PR #560, opened 2026-09-02
Add a client cache autopilot as a replacement for user-provided flag

### LINKED ISSUE #559: client cache: size the LRU from the cluster's credential sets at startup, and expose cache metrics
## Context

#543 (merged `9a1e83cb`, unreleased as of `v1.3.1`) bounds `IdentityAwareBuilder`'s per-credential-set client cache with `--client-cache-size` ([`cmd/provider/main.go:100`](https://github.com/crossplane-contrib/provider-kubernetes/blob/9a1e83cb2dc312df2dc08e6af033a598222e41eb/cmd/provider/main.go#L100)), default [`DefaultClientCacheSize = 8`](https://github.com/crossplane-contrib/provider-kubernetes/blob/9a1e83cb2dc312df2dc08e6af033a598222e41eb/pkg/kube/client/client.go#L78), LRU-evicted. The review ([r3813958630](https://github.com/crossplane-contrib/provider-kubernetes/pull/543#discussion_r3813958630) → [r3913268493](https://github.com/crossplane-contrib/provider-kubernetes/pull/543#discussion_r3913268493)) agreed the flag is an escape hatch rather than something a provider admin can reason about, and that a follow-up should make the size come from the cluster instead of from a guess. This issue tracks that follow-up, in two parts.

## Why a static default cannot be right for everyone

- **A bound that is too small is silent and expensive.** The overflow set rebuilds a client and re-runs aggregated discovery on every reconcile - exactly the #541 regression - and the only signal is a `Debug` log on eviction ([`client.go:136-137`](https://github.com/crossplane-contrib/provider-kubernetes/blob/9a1e83cb2dc312df2dc08e6af033a598222e41eb/pkg/kube/client/client.go#L136-L137)). @bobh66 runs control planes managing 1 cluster each *and* 20+ with plans to double or triple ([r3814188755](https://github.com/crossplane-contrib/provider-kubernetes/pull/543#discussion_r3814188755)).
- **A bound that is too large keeps rotated-out clients alive.** **Measured (kind, 2026-08-19):** one primed controller-runtime client retains ~0.4 MiB on a 30-CRD cluster and **~6 MiB on a 1530-CRD cluster** (aggregated discovery into the lazy `RESTMapper`, cr ≥ v0.20). When a kubeconfig `Secret` rotates the old digest's entry stays until LRU pressure evicts it, so a large default trades a silent regression for silent memory growth on CRD-heavy fleets - the point @erhancagirici makes in [r3913268493](https://github.com/crossplane-contrib/provider-kubernetes/pull/543#discussion_r3913268493).
- **"Number of ProviderConfigs" is an upper bound, not the answer.** The key is the SHA-256 of the credential material + identity ([`restForProviderConfig`, `client.go:200`](https://github.com/crossplane-contrib/provider-kubernetes/blob/9a1e83cb2dc312df2dc08e6af033a598222e41eb/pkg/kube/client/client.go#L200)), not the PC name: N PCs sharing a kubeconfig are **one** entry, every `InjectedIdentity` PC collapses into **one** entry, and one PC whose `Secret` rotates is **several** over time.

## Proposal, part 1: size from the cluster at startup

The number is knowable, and a PoC already computes it: [jonasz-lasut/provider-k8s-cache-size](https://github.com/jonasz-lasut/provider-k8s-cache-size) (the CLI promised in [r3814745805](https://github.com/crossplane-contrib/provider-kubernetes/pull/543#discussion_r3814745805)) lists legacy `ProviderConfig` plus `ProviderConfig`/`ClusterProviderConfig` of `kubernetes.m.crossplane.io`, re-derives the builder's digest for each, groups them, and reports the minimum `--client-cache-size`; an oracle test pins its grouping to the real `NewIdentityAwareBuilder`. Move that logic in-tree, **generic**, because the cache is not ours alone: `pkg/kube/client` is imported by provider-helm, whose v1beta1 `ProviderConfig`/`ClusterProviderConfig` embed the same `kconfig.ProviderConfigSpec` ([`apis/cluster/v1beta1/types.go:43`](https://github.com/crossplane-contrib/provider-helm/blob/main/apis/cluster/v1beta1/types.go#L43), [`apis/namespaced/v1beta1/types.go:43`](https://github.com/crossplane-contrib/provider-helm/blob/main/apis/namespaced/v1beta1/types.go#L43)) and go through the same `KubeForProviderConfig(ctx, *pcSpec)` ([`release.go:213`](https://github.com/crossplane-contrib/provider-helm/blob/main/pkg/controller/cluster/release/release.go#L213)).

1. **Export the key.** `IdentityAwareBuilder` gains an exported per-spec cache-key accessor, so the sizing code derives keys through the builder's own digest rather than mirroring it (the PoC mirrors it today, and a field-order drift would go unnoticed).
2. **A generic calculator in `pkg/`**, e.g. `pkg/kube/client.ClientCacheSizeFor(ctx, specs []kconfig.ProviderConfigSpec) (int, error)`: derive the key for each spec, count distinct keys, apply **10 % proportional headroom**, floor at `DefaultClientCacheSize`. It knows nothing about which kinds the specs came from.
3. **Per-provider listing stays in each `cmd/provider/main.go`**: provider-kubernetes lists its three kinds, provider-helm lists its own, and each hands the specs to the calculator and the result to `WithClientCacheSize`. `--client-cache-size` stays as the explicit override (`0` = unbounded); when set, it wins.
4. **The size is static for the process lifetime** - `k8s.io/utils/lru` has no resize. A PC created later lands in the overflow set with today's degrade-to-per-reconcile behaviour until the next restart; the metrics below make that visible instead of silent.
5. **Startup list failure falls back, it does not fail startup.** RBAC denied, CRD not installed yet: log a warning and use `DefaultClientCacheSize` (or the flag). This is consistent with how the `Object` controllers already tolerate a missing `ClusterProviderConfig` CRD; the fallback path is the pre-this-change behaviour, nothing regresses.
6. **Retire the external CLI** once this lands - it was a PoC to make the number knowable, and the in-tree calculator supersedes it.

Known approximations, carried over from the PoC: `Environment`/`Filesystem` credential sources live in the pod, so their content is stood in for by the selector; a PC the provider itself would fail to build (missing `Secret`, `None` source) counts as +1 rather than being skipped, so the estimate errs high.

## Proposal, part 2: metrics

Put the collectors on the builder, in `pkg/kube/client`, so provider-helm gets them too; each provider registers them next to its existing recorders ([`main.go:210-211`](https://github.com/crossplane-contrib/provider-kubernetes/blob/9a1e83cb2dc312df2dc08e6af033a598222e41eb/cmd/provider/main.go#L210-L211)):

| series | type | source |
|---|---|---|
| `client_cache_size` | gauge | the bound in effect (computed, flag, or default) |
| `client_cache_entries` | gauge | `b.clients.Len()`, already logged at Debug on every build ([`client.go:173`](https://github.com/crossplane-contrib/provider-kubernetes/blob/9a1e83cb2dc312df2dc08e6af033a598222e41eb/pkg/kube/client/client.go#L173)) |
| `client_cache_events_total{event="hit\|miss\|evict"}` | counter | the eviction func at `client.go:136` plus the hit/miss branch in `KubeForProviderConfig` |

No per-credential or per-PC label - unbounded cardinality. A sustained `evict` rate is the signal that the bound is too small; that turns today's silent regression into an alert.

## Alternatives considered

| option | verdict |
|---|---|
| Raise the static default (50-100) | Rejected in review: without time-based eviction it only lengthens how long rotated-out ~6 MiB entries linger, and still guesses. |
| Idle-TTL eviction instead of a count bound | The right *companion* to a larger bound, but `k8s.io/utils/lru` has no TTL, so it means a custom store. Out of scope here; part 1 + 2 make the need measurable first. |
| Size 1:1 from the ProviderConfig count | Wrong by construction (see above): overshoots for shared kubeconfigs, and `InjectedIdentity` fleets would allocate N entries for one. |
| Compute the size inside `cmd/provider/main.go` only | Leaves provider-helm (and any other importer of `pkg/kube/client`) with the static default; the calculation is provider-agnostic once it takes specs, so it belongs in `pkg/`. |

## Reference

- #543 review: [r3813958630](https://github.com/crossplane-contrib/provider-kubernetes/pull/543#discussion_r3813958630), [r3814188755](https://github.com/crossplane-contrib/provider-kubernetes/pull/543#discussion_r3814188755), [r3814745805](https://github.com/crossplane-contrib/provider-kubernetes/pull/543#discussion_r3814745805), [r3913268493](https://github.com/crossplane-contrib/provider-kubernetes/pull/543#discussion_r3913268493)
- #541 - the per-reconcile discovery regression a too-small cache reintroduces
- [jonasz-lasut/provider-k8s-cache-size](https://github.com/jonasz-lasut/provider-k8s-cache-size) - the PoC to port and then retire

jonasz-lasut:
* The default bound of 8 cached target cluster clients cannot suit every
control plane: too small silently reverts to per-reconcile discovery
(#541), too large keeps rotated-out clients alive. Size it from the
cluster instead, and drop the --client-cache-size flag: the number is
knowable, so there is nothing left for an operator to guess.

  ClientCacheSizeFor in pkg/kube/client derives the cache key of every
  ProviderConfig spec through the builder, sixteen at a time, counts
  distinct credential sets, adds headroom of ten percent or four entries,
  whichever is larger, for rotating credentials and ProviderConfigs
  created later, and floors the result at DefaultClientCacheSize; a spec
  whose key cannot be derived counts as a set of its own. The calculator takes specs, so provider-helm
  can reuse it with its own kinds - [commit](https://github.com/crossplane-contrib/provider-kubernetes/pull/560/changes/edf52f0d8ed5365701bb490369b5e287a46a9620)
  
  At startup the provider lists its legacy ProviderConfig plus the
  namespaced ProviderConfig and ClusterProviderConfig kinds through a
  direct client (the manager client cannot read before the manager
  starts), within a 300 second budget, and logs the resulting size. A kind
  whose CRD is not installed contributes nothing; failing to build that
  client, to list the ProviderConfigs or to read their credentials within
  the budget fails startup: a partial count would not be a bound, so
  there is no fallback to the default (the issue proposed falling back
  with a warning).

* Split IdentityAwareBuilder's REST config construction into resolving a
ProviderConfig (read the credential material, digest it into the cache
key, build the REST config from the kubeconfig) and injecting the
identity (install the token sources), and run the injection only when a
client is actually built. A cache hit no longer runs the identity
wrappers, whose work (Google credential parsing, the AWS default
credential chain, Nebius SDK setup) was thrown away with the fresh REST
config on every reconcile. Export the key as ClientCacheKey so that sizing code can derive it
through the builder instead of mirroring the digest - [commit](https://github.com/crossplane-contrib/provider-kubernetes/pull/560/changes/8d43b3b7af34a0716447ec017db4903650f8dfa6)

* A too-small client cache degrades silently to per-reconcile discovery
(#541), with only a Debug log on eviction. Put collectors on
IdentityAwareBuilder so that every importer of pkg/kube/client can
register them next to its other recorders:

  \<ns\>_client_cache_size          gauge    the bound in effect (0 = unbounded)
  \<ns\>_client_cache_entries       gauge    clients currently cached
  \<ns\>_client_cache_events_total  counter  event="hit|miss|evict"

  The namespace is the embedding provider's own, as with upjet's metrics;
  provider-kubernetes registers them as provider_kubernetes_client_cache_*.
  No per-credential or per-ProviderConfig labels. A sustained eviction
  rate is the signal that the credential sets in use no longer fit the
  bound.
  
  Every event series is initialised to zero so that rates work from the
  first scrape. The entries gauge is refreshed after each Add rather than
  in the eviction callback, which the cache runs under its own lock - [commit](https://github.com/crossplane-contrib/provider-kubernetes/pull/560/changes/86d59b5fabf9be105ee2865577fc68ae3e32aa8e)

* Review follow-ups, one commit each: derive the keys concurrently and
raise the startup budget from 30 to 300 seconds - [commit](https://github.com/crossplane-contrib/provider-kubernetes/pull/560/changes/afb141dabadff65a262f6e9f18760900ca8adac7);
floor the headroom at four entries and describe the LRU churn on overflow
in the README (every new client evicts the least recently used one, whose
next reconcile rebuilds it) - [commit](https://github.com/crossplane-contrib/provider-kubernetes/pull/560/changes/9d45b5d95fa14cea07f5fc27cef384d01d17acba); reword the `miss` help
text, since concurrent misses of one credential set share a single build,
and ignore a nil metrics collector - [commit](https://github.com/crossplane-contrib/provider-kubernetes/pull/560/changes/4decd374ee2211347c5451c8f5305bd8bb67a631)

Fixes #559 

I have:

Run E2E tests, added unit tests, added log lines stating the computed cache size

### DIFF
--- a/README.md
+++ b/README.md
@@ -46,7 +46,12 @@ headroom for credentials that rotate, never below 8. The result is logged at
 startup. The provider does not start if its ProviderConfigs cannot be listed.
 
 The bound is fixed for the lifetime of the process, so ProviderConfigs created
-after startup share the headroom until the next restart.
+after startup share the headroom until the next restart. The cache reports
+`provider_kubernetes_client_cache_size` (the bound),
+`provider_kubernetes_client_cache_entries` (clients currently cached) and
+`provider_kubernetes_client_cache_events_total` with an `event` label of
+`hit`, `miss` or `evict`; a sustained eviction rate means the credential sets
+in use no longer fit the bound.
 
 Client-side rate limiting is disabled for these clients. A cached client is
 shared by every concurrent reconcile of its credential set, so client-go's
--- a/README.md
+++ b/README.md
@@ -31,11 +31,22 @@ spec:
 ## Target cluster clients
 
 The provider builds one client per distinct ProviderConfig credential set
-(kubeconfig plus identity) and keeps it in an LRU cache bounded by
-`--client-cache-size` (default 8, `0` removes the bound). Building a client is
+(kubeconfig plus identity) and keeps it in an LRU cache. Building a client is
 expensive because its REST mapper primes itself with full aggregated discovery
-on first use, so size the cache to the number of distinct credential sets the
-provider talks to.
+on first use, so the cache has to hold every credential set the provider talks
+to: a credential set that does not fit is rebuilt, discovery included, on every
+reconcile.
+
+At startup the provider sizes the cache from the cluster: it lists its
+`ProviderConfig` and `ClusterProviderConfig` objects, derives the cache key of
+each one the way the client builder does (so ProviderConfigs sharing a
+kubeconfig count once, and every in-cluster ProviderConfig counts as one), and
+bounds the cache at the number of distinct credential sets plus ten percent of
+headroom for credentials that rotate, never below 8. The result is logged at
+startup. The provider does not start if its ProviderConfigs cannot be listed.
+
+The bound is fixed for the lifetime of the process, so ProviderConfigs created
+after startup share the headroom until the next restart.
 
 Client-side rate limiting is disabled for these clients. A cached client is
 shared by every concurrent reconcile of its credential set, so client-go's
--- a/README.md
+++ b/README.md
@@ -34,17 +34,23 @@ The provider builds one client per distinct ProviderConfig credential set
 (kubeconfig plus identity) and keeps it in an LRU cache. Building a client is
 expensive because its REST mapper primes itself with full aggregated discovery
 on first use, so the cache has to hold every credential set the provider talks
-to: a credential set that does not fit is rebuilt, discovery included, on every
-reconcile.
+to. Once the credential sets in use outnumber the bound, every new client
+evicts the least recently used one, whose next reconcile rebuilds it (discovery
+included) and evicts another: the whole cache churns, not only the credential
+set that did not fit.
 
 At startup the provider sizes the cache from the cluster: it lists its
 `ProviderConfig` and `ClusterProviderConfig` objects, derives the cache key of
 each one the way the client builder does (so ProviderConfigs sharing a
 kubeconfig count once, and every in-cluster ProviderConfig counts as one), and
-bounds the cache at the number of distinct credential sets plus ten percent of
-headroom for credentials that rotate, never below 8. The result is logged at
+bounds the cache at the number of distinct credential sets plus headroom of
+ten percent or four entries, whichever is larger, for credentials that rotate
+and ProviderConfigs created later, never below 8. The result is logged at
 startup. The provider does not start if its ProviderConfigs and their
-credentials cannot be read within 300 seconds.
+credentials cannot be read within 300 seconds. When the provider runs outside a
+cluster, as in local development, ProviderConfigs with an in-cluster identity
+cannot be resolved and each counts as a credential set of its own, so the
+cache is merely oversized.
 
 The bound is fixed for the lifetime of the process, so ProviderConfigs created
 after startup share the headroom until the next restart. The cache reports
@@ -52,7 +58,7 @@ after startup share the headroom until the next restart. The cache reports
 `provider_kubernetes_client_cache_entries` (clients currently cached) and
 `provider_kubernetes_client_cache_events_total` with an `event` label of
 `hit`, `miss` or `evict`; a sustained eviction rate means the credential sets
-in use no longer fit the bound.
+in use no longer fit the bound and the cache is churning.
 
 Client-side rate limiting is disabled for these clients. A cached client is
 shared by every concurrent reconcile of its credential set, so client-go's
--- a/README.md
+++ b/README.md
@@ -43,7 +43,8 @@ each one the way the client builder does (so ProviderConfigs sharing a
 kubeconfig count once, and every in-cluster ProviderConfig counts as one), and
 bounds the cache at the number of distinct credential sets plus ten percent of
 headroom for credentials that rotate, never below 8. The result is logged at
-startup. The provider does not start if its ProviderConfigs cannot be listed.
+startup. The provider does not start if its ProviderConfigs and their
+credentials cannot be read within 300 seconds.
 
 The bound is fixed for the lifetime of the process, so ProviderConfigs created
 after startup share the headroom until the next restart. The cache reports
--- a/cmd/provider/cachesize.go
+++ b/cmd/provider/cachesize.go
@@ -1,0 +1,94 @@
+/*
+Copyright 2026 The Crossplane Authors.
+
+Licensed under the Apache License, Version 2.0 (the "License");
+you may not use this file except in compliance with the License.
+You may obtain a copy of the License at
+
+    http://www.apache.org/licenses/LICENSE-2.0
+
+Unless required by applicable law or agreed to in writing, software
+distributed under the License is distributed on an "AS IS" BASIS,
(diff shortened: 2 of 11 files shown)


erhancagirici (approved):
@jonasz-lasut thanks for this PR! This strictly improves the fix at #543. LGTM.

Further non-blocking improvement could be a stricter GC on inactive clients, but for now the current shape is enough IMHO.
++++++++
*WHAT TO DO*
Where a line of the material holds the word "work", copy that line.

*ANSWER SECTION*
wrappers, whose work (Google credential parsing, the AWS default
  Every event series is initialised to zero so that rates work from the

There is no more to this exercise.